All of the lines below should be printed again exactly as they are.

**** Records to use

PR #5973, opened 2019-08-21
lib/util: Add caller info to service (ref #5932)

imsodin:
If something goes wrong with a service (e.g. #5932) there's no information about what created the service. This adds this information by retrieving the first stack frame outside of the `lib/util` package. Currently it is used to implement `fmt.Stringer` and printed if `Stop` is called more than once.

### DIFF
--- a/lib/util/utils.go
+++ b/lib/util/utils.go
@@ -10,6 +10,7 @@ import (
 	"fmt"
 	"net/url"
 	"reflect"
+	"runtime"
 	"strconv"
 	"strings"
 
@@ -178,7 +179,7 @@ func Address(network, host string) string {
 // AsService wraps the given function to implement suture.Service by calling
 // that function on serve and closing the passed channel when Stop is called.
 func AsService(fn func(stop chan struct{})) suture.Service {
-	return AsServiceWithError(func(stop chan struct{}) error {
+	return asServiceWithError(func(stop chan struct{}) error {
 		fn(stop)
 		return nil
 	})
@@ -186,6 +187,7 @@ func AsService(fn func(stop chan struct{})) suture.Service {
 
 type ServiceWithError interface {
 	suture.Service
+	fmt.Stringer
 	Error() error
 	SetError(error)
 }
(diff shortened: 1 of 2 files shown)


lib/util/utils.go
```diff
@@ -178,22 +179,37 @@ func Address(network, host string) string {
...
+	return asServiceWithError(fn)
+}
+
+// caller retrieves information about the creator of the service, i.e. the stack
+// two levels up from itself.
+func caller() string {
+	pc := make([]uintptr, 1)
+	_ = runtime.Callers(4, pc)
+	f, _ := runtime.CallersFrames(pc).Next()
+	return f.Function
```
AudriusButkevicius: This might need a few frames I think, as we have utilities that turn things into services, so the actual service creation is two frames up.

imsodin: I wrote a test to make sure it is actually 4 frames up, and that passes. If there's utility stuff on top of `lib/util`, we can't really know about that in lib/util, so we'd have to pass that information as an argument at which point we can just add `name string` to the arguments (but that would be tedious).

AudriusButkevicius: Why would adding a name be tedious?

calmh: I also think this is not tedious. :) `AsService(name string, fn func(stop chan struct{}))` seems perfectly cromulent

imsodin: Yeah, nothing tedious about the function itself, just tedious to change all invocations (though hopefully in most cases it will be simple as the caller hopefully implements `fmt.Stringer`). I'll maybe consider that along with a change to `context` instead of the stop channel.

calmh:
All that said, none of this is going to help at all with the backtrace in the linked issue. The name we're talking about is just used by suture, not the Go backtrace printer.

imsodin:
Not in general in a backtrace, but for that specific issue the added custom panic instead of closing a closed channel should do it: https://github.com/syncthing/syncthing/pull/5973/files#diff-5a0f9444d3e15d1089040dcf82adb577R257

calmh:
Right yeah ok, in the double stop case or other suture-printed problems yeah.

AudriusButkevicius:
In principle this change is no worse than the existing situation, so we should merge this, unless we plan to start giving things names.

********

Response:
PR #5973, opened 2019-08-21
lib/util: Add caller info to service (ref #5932)

imsodin:
If something goes wrong with a service (e.g. #5932) there's no information about what created the service. This adds this information by retrieving the first stack frame outside of the `lib/util` package. Currently it is used to implement `fmt.Stringer` and printed if `Stop` is called more than once.

### DIFF
--- a/lib/util/utils.go
+++ b/lib/util/utils.go
@@ -10,6 +10,7 @@ import (
 	"fmt"
 	"net/url"
 	"reflect"
+	"runtime"
 	"strconv"
 	"strings"
 
@@ -178,7 +179,7 @@ func Address(network, host string) string {
 // AsService wraps the given function to implement suture.Service by calling
 // that function on serve and closing the passed channel when Stop is called.
 func AsService(fn func(stop chan struct{})) suture.Service {
-	return AsServiceWithError(func(stop chan struct{}) error {
+	return asServiceWithError(func(stop chan struct{}) error {
 		fn(stop)
 		return nil
 	})
@@ -186,6 +187,7 @@ func AsService(fn func(stop chan struct{})) suture.Service {
 
 type ServiceWithError interface {
 	suture.Service
+	fmt.Stringer
 	Error() error
 	SetError(error)
 }
(diff shortened: 1 of 2 files shown)


lib/util/utils.go
```diff
@@ -178,22 +179,37 @@ func Address(network, host string) string {
...
+	return asServiceWithError(fn)
+}
+
+// caller retrieves information about the creator of the service, i.e. the stack
+// two levels up from itself.
+func caller() string {
+	pc := make([]uintptr, 1)
+	_ = runtime.Callers(4, pc)
+	f, _ := runtime.CallersFrames(pc).Next()
+	return f.Function
```
AudriusButkevicius: This might need a few frames I think, as we have utilities that turn things into services, so the actual service creation is two frames up.

imsodin: I wrote a test to make sure it is actually 4 frames up, and that passes. If there's utility stuff on top of `lib/util`, we can't really know about that in lib/util, so we'd have to pass that information as an argument at which point we can just add `name string` to the arguments (but that would be tedious).

AudriusButkevicius: Why would adding a name be tedious?

calmh: I also think this is not tedious. :) `AsService(name string, fn func(stop chan struct{}))` seems perfectly cromulent

imsodin: Yeah, nothing tedious about the function itself, just tedious to change all invocations (though hopefully in most cases it will be simple as the caller hopefully implements `fmt.Stringer`). I'll maybe consider that along with a change to `context` instead of the stop channel.

calmh:
All that said, none of this is going to help at all with the backtrace in the linked issue. The name we're talking about is just used by suture, not the Go backtrace printer.

imsodin:
Not in general in a backtrace, but for that specific issue the added custom panic instead of closing a closed channel should do it: https://github.com/syncthing/syncthing/pull/5973/files#diff-5a0f9444d3e15d1089040dcf82adb577R257

calmh:
Right yeah ok, in the double stop case or other suture-printed problems yeah.

AudriusButkevicius:
In principle this change is no worse than the existing situation, so we should merge this, unless we plan to start giving things names.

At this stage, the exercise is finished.